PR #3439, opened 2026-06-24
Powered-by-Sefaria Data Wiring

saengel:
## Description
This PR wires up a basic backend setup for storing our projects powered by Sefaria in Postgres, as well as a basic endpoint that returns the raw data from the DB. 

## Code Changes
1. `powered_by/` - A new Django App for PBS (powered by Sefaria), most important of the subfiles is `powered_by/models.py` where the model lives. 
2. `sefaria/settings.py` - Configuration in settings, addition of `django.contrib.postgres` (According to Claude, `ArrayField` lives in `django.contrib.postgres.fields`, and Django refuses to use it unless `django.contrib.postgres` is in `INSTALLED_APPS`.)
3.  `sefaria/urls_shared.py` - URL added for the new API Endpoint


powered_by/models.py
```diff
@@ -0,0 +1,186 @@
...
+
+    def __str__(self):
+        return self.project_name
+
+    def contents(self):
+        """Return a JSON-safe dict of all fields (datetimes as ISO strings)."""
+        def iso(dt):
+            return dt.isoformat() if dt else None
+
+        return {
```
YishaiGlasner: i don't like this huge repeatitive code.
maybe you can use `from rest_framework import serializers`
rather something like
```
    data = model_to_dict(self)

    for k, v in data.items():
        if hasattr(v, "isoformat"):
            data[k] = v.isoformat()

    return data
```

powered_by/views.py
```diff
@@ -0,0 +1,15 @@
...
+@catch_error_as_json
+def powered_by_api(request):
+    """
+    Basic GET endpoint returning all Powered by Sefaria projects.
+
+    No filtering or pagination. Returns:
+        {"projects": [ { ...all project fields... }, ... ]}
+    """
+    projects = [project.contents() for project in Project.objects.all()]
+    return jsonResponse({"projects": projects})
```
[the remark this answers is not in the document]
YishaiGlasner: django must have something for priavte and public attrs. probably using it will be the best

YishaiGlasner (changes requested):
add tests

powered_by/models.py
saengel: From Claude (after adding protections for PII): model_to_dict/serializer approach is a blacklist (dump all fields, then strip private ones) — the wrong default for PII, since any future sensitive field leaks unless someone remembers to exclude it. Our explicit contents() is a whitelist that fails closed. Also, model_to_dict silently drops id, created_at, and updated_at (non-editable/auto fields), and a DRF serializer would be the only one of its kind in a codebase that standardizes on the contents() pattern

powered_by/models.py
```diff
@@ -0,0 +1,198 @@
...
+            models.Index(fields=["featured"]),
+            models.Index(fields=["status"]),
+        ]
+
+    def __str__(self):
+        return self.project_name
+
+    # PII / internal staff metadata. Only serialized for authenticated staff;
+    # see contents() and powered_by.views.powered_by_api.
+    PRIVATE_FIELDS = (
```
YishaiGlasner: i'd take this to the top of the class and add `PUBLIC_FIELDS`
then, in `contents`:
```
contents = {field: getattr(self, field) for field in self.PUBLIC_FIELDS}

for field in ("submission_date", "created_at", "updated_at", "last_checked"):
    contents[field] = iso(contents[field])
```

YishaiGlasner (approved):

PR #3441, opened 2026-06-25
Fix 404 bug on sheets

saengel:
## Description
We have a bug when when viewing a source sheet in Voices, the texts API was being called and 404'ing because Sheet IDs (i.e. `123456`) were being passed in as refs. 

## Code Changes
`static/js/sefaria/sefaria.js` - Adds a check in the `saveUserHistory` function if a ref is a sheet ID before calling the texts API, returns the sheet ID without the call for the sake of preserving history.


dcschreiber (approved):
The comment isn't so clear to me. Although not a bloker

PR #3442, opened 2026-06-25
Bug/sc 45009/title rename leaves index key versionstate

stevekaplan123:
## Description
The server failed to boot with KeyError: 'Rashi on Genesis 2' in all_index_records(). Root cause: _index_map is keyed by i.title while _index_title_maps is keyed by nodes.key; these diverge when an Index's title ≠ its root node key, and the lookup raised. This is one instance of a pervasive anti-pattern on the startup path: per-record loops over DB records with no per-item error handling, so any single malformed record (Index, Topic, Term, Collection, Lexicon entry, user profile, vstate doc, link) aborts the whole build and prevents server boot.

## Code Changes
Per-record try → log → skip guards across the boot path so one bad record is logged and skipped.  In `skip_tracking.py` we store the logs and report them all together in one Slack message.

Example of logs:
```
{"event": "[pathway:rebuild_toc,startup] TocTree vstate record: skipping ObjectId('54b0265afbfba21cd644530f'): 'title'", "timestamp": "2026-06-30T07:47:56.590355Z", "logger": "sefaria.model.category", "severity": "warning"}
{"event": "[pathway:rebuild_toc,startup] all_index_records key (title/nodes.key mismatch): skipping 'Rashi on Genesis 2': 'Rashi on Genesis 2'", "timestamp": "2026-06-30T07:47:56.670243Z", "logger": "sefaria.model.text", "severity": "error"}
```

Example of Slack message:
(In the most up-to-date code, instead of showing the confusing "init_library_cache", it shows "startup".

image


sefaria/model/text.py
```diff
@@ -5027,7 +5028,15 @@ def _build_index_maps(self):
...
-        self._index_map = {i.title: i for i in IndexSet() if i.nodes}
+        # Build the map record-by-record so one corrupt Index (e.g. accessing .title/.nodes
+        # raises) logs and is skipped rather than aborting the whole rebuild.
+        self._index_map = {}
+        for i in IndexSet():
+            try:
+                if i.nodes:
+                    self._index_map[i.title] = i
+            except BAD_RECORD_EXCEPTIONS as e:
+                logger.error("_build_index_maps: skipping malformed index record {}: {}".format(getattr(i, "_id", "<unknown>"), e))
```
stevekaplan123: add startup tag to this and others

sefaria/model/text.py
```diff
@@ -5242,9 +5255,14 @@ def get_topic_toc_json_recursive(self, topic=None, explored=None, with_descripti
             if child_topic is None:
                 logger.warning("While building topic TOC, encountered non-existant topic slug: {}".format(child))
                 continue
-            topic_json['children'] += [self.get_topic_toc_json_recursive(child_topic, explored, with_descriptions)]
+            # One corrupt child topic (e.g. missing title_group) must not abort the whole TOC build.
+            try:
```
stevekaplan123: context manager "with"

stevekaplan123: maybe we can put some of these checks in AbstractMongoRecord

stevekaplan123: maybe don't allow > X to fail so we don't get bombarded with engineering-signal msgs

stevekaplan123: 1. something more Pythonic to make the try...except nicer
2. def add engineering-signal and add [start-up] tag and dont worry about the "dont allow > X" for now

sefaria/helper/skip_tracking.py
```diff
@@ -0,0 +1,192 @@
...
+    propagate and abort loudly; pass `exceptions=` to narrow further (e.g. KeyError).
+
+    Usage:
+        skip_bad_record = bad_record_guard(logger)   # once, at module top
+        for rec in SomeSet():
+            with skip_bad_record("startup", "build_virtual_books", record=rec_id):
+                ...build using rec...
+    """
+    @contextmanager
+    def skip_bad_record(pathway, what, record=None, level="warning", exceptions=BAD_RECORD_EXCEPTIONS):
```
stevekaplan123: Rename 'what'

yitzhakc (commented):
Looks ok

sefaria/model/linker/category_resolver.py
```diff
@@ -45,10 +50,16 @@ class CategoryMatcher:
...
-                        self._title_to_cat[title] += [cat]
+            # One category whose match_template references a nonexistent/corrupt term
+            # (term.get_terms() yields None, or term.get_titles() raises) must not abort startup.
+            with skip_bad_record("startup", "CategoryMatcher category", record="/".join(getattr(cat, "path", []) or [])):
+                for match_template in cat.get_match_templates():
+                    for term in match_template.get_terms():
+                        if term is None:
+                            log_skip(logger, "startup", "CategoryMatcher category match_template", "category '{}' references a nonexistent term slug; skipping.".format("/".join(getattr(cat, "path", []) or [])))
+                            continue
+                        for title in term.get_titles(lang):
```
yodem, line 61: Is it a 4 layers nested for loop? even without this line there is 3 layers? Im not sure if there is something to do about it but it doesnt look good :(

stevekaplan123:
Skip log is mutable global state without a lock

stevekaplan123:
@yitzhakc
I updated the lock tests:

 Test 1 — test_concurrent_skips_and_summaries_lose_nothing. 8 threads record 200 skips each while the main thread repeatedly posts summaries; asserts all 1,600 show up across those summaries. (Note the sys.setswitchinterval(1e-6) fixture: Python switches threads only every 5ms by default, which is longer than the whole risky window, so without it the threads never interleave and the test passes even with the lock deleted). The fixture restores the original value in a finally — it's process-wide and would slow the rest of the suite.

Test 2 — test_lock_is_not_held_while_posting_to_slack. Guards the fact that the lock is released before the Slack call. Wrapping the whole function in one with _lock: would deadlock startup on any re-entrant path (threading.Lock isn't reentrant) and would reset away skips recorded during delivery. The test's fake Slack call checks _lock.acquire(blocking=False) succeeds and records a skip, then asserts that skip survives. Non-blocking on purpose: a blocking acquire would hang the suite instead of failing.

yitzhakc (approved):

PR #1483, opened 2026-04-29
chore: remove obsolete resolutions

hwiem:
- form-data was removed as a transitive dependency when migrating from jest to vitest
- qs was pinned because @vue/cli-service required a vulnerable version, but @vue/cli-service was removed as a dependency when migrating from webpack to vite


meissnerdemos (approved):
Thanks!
══════
[TRY IT] Search the preceding listing for the word "something" and pull out every line that holds it.

[RESULT OF THIS EXERCISE]
rather something like
YishaiGlasner: django must have something for priavte and public attrs. probably using it will be the best
stevekaplan123: 1. something more Pythonic to make the try...except nicer
yodem, line 61: Is it a 4 layers nested for loop? even without this line there is 3 layers? Im not sure if there is something to do about it but it doesnt look good :(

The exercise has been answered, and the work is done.